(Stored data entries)
[Start of Attachment]
PR #69, opened 2026-09-09
perf: drop unused recent-results queue from ConnectionTracker

zbyju:
## What / Why

`ConnectionTracker` kept a 999-entry `recentQueue` per unit and called `Array.prototype.shift()` on it once full — an O(n) re-index on every poll, for both units, every ~2s, forever on a kiosk that never restarts.

Nothing reads that queue. This removes `recentQueue`, `RECENT_SIZE` and the six queue-only readers (`getLatestResults`, `getAllLatestResults`, `countRecentSuccess`, `countRecentFails`, `getRecentQuality`, `getStats`). The counters the UI actually uses are untouched.

## Performance impact

Estimated — not measured on device.

- **Per tick:** removes 2 array pushes plus, once the queue fills (~33 min of uptime), 2 x `shift()` over 999 elements. That is ~2000 element moves per 2s tick that no longer happen, ~86M element moves per day, forever.
- **Memory:** 2 x 999-entry arrays of a numeric enum, held for the life of the process, freed. Small in bytes, but they were live reachable state on a device that never restarts.
- **Bundle:** ~55 source lines removed; a few hundred bytes minified. Not the point of the change.
- The remaining `addResult` work is four integer updates, O(1).

## Risk

**Low.**

The only behaviour that could break is the connection-quality display. The UI reads `requests`, `successes`, `fails`, `failStreak` (`logic/panel/tables.ts`, `logic/panel/state.ts`) and `getQuality()`, which is computed from the lifetime `requests`/`successes` counters, not from the queue. All four counter updates in `addResult` are byte-for-byte unchanged, and `getQuality()` / `calculateQuality()` are kept.

`ConnectionTracker` instances live in a Pinia store (`pinia/connectionStore.ts`) as class instances, so Pinia wraps them in a reactive proxy and every own property is tracked state. `recentQueue` was one of those tracked properties, but no template, computed or getter ever read it, so it had no reactive subscribers — dropping it cannot invalidate a render that was previously happening. The properties that do have subscribers (`requests`, `successes`, `fails`, `failStreak`) still exist, are still assigned in the constructor, and are still mutated in the same order. There is no persistence or serialization of this store (no `persist` plugin, no `JSON.stringify`, no `localStorage` anywhere in the panel), so no stored shape depends on the removed fields.

## Verification

**Dead-code check — done, and it is confirmed dead.** Grepped the whole repo (all apps, `.ts` / `.vue` / `.js` / `.json` / `.html`, script and template blocks, and outside `source/`) for `recentQueue`, `RECENT_SIZE`, `getStats`, `getLatestResults`, `getAllLatestResults`, `countRecentSuccess`, `countRecentFails`, `getRecentQuality`, and each `getStats` output key (`recentRequests`, `recentSuccesses`, `recentFails`, `recentQuality`). Every hit for all of them was inside `connections.ts` itself. Also grepped for serialization and persistence of the store — none exists. `getQuality()` and `calculateQuality()` are genuinely live (`tables.ts:67-68`) and were kept.

**Build / typecheck — NOT run.** `source/node_modules` is absent in this worktree and I was instructed not to run `pnpm install`. Verified by reading instead: the diff is deletions only, adds no new identifier, and no surviving line in the file or elsewhere in the repo references a removed member.


zbyju (commented):
**Verdict: No blockers**

Pure deletion, and the deleted code is genuinely dead. Checked independently rather than trusting the PR body.

**Dead-code check.** Grepped the whole repo (all file types, script and template blocks, inside and outside `source/`, node_modules excluded) for `recentQueue`, `RECENT_SIZE`, `getStats`, `getLatestResults`, `getAllLatestResults`, `countRecentSuccess`, `countRecentFails`, `getRecentQuality`, plus the `getStats` output keys `recentRequests` / `recentSuccesses` / `recentFails` / `recentQuality`. Every hit was inside `source/apps/panel/src/logic/panel/connections.ts` itself. No template-only usage.

**Surviving readers still work.**
- `source/apps/panel/src/logic/panel/tables.ts:67-68` calls `getQuality()`; it is computed from `this.requests` / `this.successes` via the retained `calculateQuality()`, never from the queue. Unaffected.
- `source/apps/panel/src/logic/panel/tables.ts:40-63` reads `requests` / `successes` / `fails` directly. Fields kept, still set in the constructor.
- `source/apps/panel/src/logic/panel/state.ts:181` sums `failStreak` for the "Chyba spojení!" alert. `addResult`'s four counter updates are byte-for-byte identical in the diff — same branches, same order, same reset of `failStreak` on success. Alert behaviour is unchanged.
- `source/apps/panel/src/logic/panel/panelLoop.ts:130-131` reads `.requests`. Unaffected.

**Store shape.** `source/apps/panel/src/pinia/connectionStore.ts:12-15` — the `connection` getter returns a new object holding the two tracker *instances*, not a spread of their fields, so no removed property was ever copied out. `source/apps/panel/src/types/panel/connection.types.ts` types the store by the class, so the removed members drop out of the interface with no dangling reference. No persistence: grep for `localStorage`, `sessionStorage`, `JSON.stringify`, `persist` across `apps/panel/src` returns nothing, so the PR body's serialization claim holds.

**Reactivity.** The removed fields had no reader, therefore no subscriber, so removing them cannot cancel a render that used to fire. The subscribed fields all remain.

**Body claims spot-checked.** `tables.ts:67-68` line reference is right. ~33 min to fill (999 ticks x 2s) and ~86M element moves/day (43,200 ticks x ~1,996 moves) both check out.

Note this is desk-checked only — the branch could not be checked out here (another worktree holds it) and no build was run, per the batch's known constraints. The diff is deletions only and adds no identifier, so the risk of that is low.

zbyju:

The independent grep of all 8 removed identifiers plus the 4 `getStats` output keys — including `<template>` blocks — is the check this PR needed, since a template-only usage was the one way a pure deletion could break the panel silently.

Noted that `gh pr checkout` collided with another worktree holding this branch, so this was a desk check against the diff rather than the branch tree. For a deletion-only diff with no new identifiers that is sufficient.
[End of Attachment]
▶ To do: Write all the data out again, word for word.

▶ Reply:
PR #69, opened 2026-09-09
perf: drop unused recent-results queue from ConnectionTracker

zbyju:
## What / Why

`ConnectionTracker` kept a 999-entry `recentQueue` per unit and called `Array.prototype.shift()` on it once full — an O(n) re-index on every poll, for both units, every ~2s, forever on a kiosk that never restarts.

Nothing reads that queue. This removes `recentQueue`, `RECENT_SIZE` and the six queue-only readers (`getLatestResults`, `getAllLatestResults`, `countRecentSuccess`, `countRecentFails`, `getRecentQuality`, `getStats`). The counters the UI actually uses are untouched.

## Performance impact

Estimated — not measured on device.

- **Per tick:** removes 2 array pushes plus, once the queue fills (~33 min of uptime), 2 x `shift()` over 999 elements. That is ~2000 element moves per 2s tick that no longer happen, ~86M element moves per day, forever.
- **Memory:** 2 x 999-entry arrays of a numeric enum, held for the life of the process, freed. Small in bytes, but they were live reachable state on a device that never restarts.
- **Bundle:** ~55 source lines removed; a few hundred bytes minified. Not the point of the change.
- The remaining `addResult` work is four integer updates, O(1).

## Risk

**Low.**

The only behaviour that could break is the connection-quality display. The UI reads `requests`, `successes`, `fails`, `failStreak` (`logic/panel/tables.ts`, `logic/panel/state.ts`) and `getQuality()`, which is computed from the lifetime `requests`/`successes` counters, not from the queue. All four counter updates in `addResult` are byte-for-byte unchanged, and `getQuality()` / `calculateQuality()` are kept.

`ConnectionTracker` instances live in a Pinia store (`pinia/connectionStore.ts`) as class instances, so Pinia wraps them in a reactive proxy and every own property is tracked state. `recentQueue` was one of those tracked properties, but no template, computed or getter ever read it, so it had no reactive subscribers — dropping it cannot invalidate a render that was previously happening. The properties that do have subscribers (`requests`, `successes`, `fails`, `failStreak`) still exist, are still assigned in the constructor, and are still mutated in the same order. There is no persistence or serialization of this store (no `persist` plugin, no `JSON.stringify`, no `localStorage` anywhere in the panel), so no stored shape depends on the removed fields.

## Verification

**Dead-code check — done, and it is confirmed dead.** Grepped the whole repo (all apps, `.ts` / `.vue` / `.js` / `.json` / `.html`, script and template blocks, and outside `source/`) for `recentQueue`, `RECENT_SIZE`, `getStats`, `getLatestResults`, `getAllLatestResults`, `countRecentSuccess`, `countRecentFails`, `getRecentQuality`, and each `getStats` output key (`recentRequests`, `recentSuccesses`, `recentFails`, `recentQuality`). Every hit for all of them was inside `connections.ts` itself. Also grepped for serialization and persistence of the store — none exists. `getQuality()` and `calculateQuality()` are genuinely live (`tables.ts:67-68`) and were kept.

**Build / typecheck — NOT run.** `source/node_modules` is absent in this worktree and I was instructed not to run `pnpm install`. Verified by reading instead: the diff is deletions only, adds no new identifier, and no surviving line in the file or elsewhere in the repo references a removed member.


zbyju (commented):
**Verdict: No blockers**

Pure deletion, and the deleted code is genuinely dead. Checked independently rather than trusting the PR body.

**Dead-code check.** Grepped the whole repo (all file types, script and template blocks, inside and outside `source/`, node_modules excluded) for `recentQueue`, `RECENT_SIZE`, `getStats`, `getLatestResults`, `getAllLatestResults`, `countRecentSuccess`, `countRecentFails`, `getRecentQuality`, plus the `getStats` output keys `recentRequests` / `recentSuccesses` / `recentFails` / `recentQuality`. Every hit was inside `source/apps/panel/src/logic/panel/connections.ts` itself. No template-only usage.

**Surviving readers still work.**
- `source/apps/panel/src/logic/panel/tables.ts:67-68` calls `getQuality()`; it is computed from `this.requests` / `this.successes` via the retained `calculateQuality()`, never from the queue. Unaffected.
- `source/apps/panel/src/logic/panel/tables.ts:40-63` reads `requests` / `successes` / `fails` directly. Fields kept, still set in the constructor.
- `source/apps/panel/src/logic/panel/state.ts:181` sums `failStreak` for the "Chyba spojení!" alert. `addResult`'s four counter updates are byte-for-byte identical in the diff — same branches, same order, same reset of `failStreak` on success. Alert behaviour is unchanged.
- `source/apps/panel/src/logic/panel/panelLoop.ts:130-131` reads `.requests`. Unaffected.

**Store shape.** `source/apps/panel/src/pinia/connectionStore.ts:12-15` — the `connection` getter returns a new object holding the two tracker *instances*, not a spread of their fields, so no removed property was ever copied out. `source/apps/panel/src/types/panel/connection.types.ts` types the store by the class, so the removed members drop out of the interface with no dangling reference. No persistence: grep for `localStorage`, `sessionStorage`, `JSON.stringify`, `persist` across `apps/panel/src` returns nothing, so the PR body's serialization claim holds.

**Reactivity.** The removed fields had no reader, therefore no subscriber, so removing them cannot cancel a render that used to fire. The subscribed fields all remain.

**Body claims spot-checked.** `tables.ts:67-68` line reference is right. ~33 min to fill (999 ticks x 2s) and ~86M element moves/day (43,200 ticks x ~1,996 moves) both check out.

Note this is desk-checked only — the branch could not be checked out here (another worktree holds it) and no build was run, per the batch's known constraints. The diff is deletions only and adds no identifier, so the risk of that is low.

zbyju:

The independent grep of all 8 removed identifiers plus the 4 `getStats` output keys — including `<template>` blocks — is the check this PR needed, since a template-only usage was the one way a pure deletion could break the panel silently.

Noted that `gh pr checkout` collided with another worktree holding this branch, so this was a desk check against the diff rather than the branch tree. For a deletion-only diff with no new identifiers that is sufficient.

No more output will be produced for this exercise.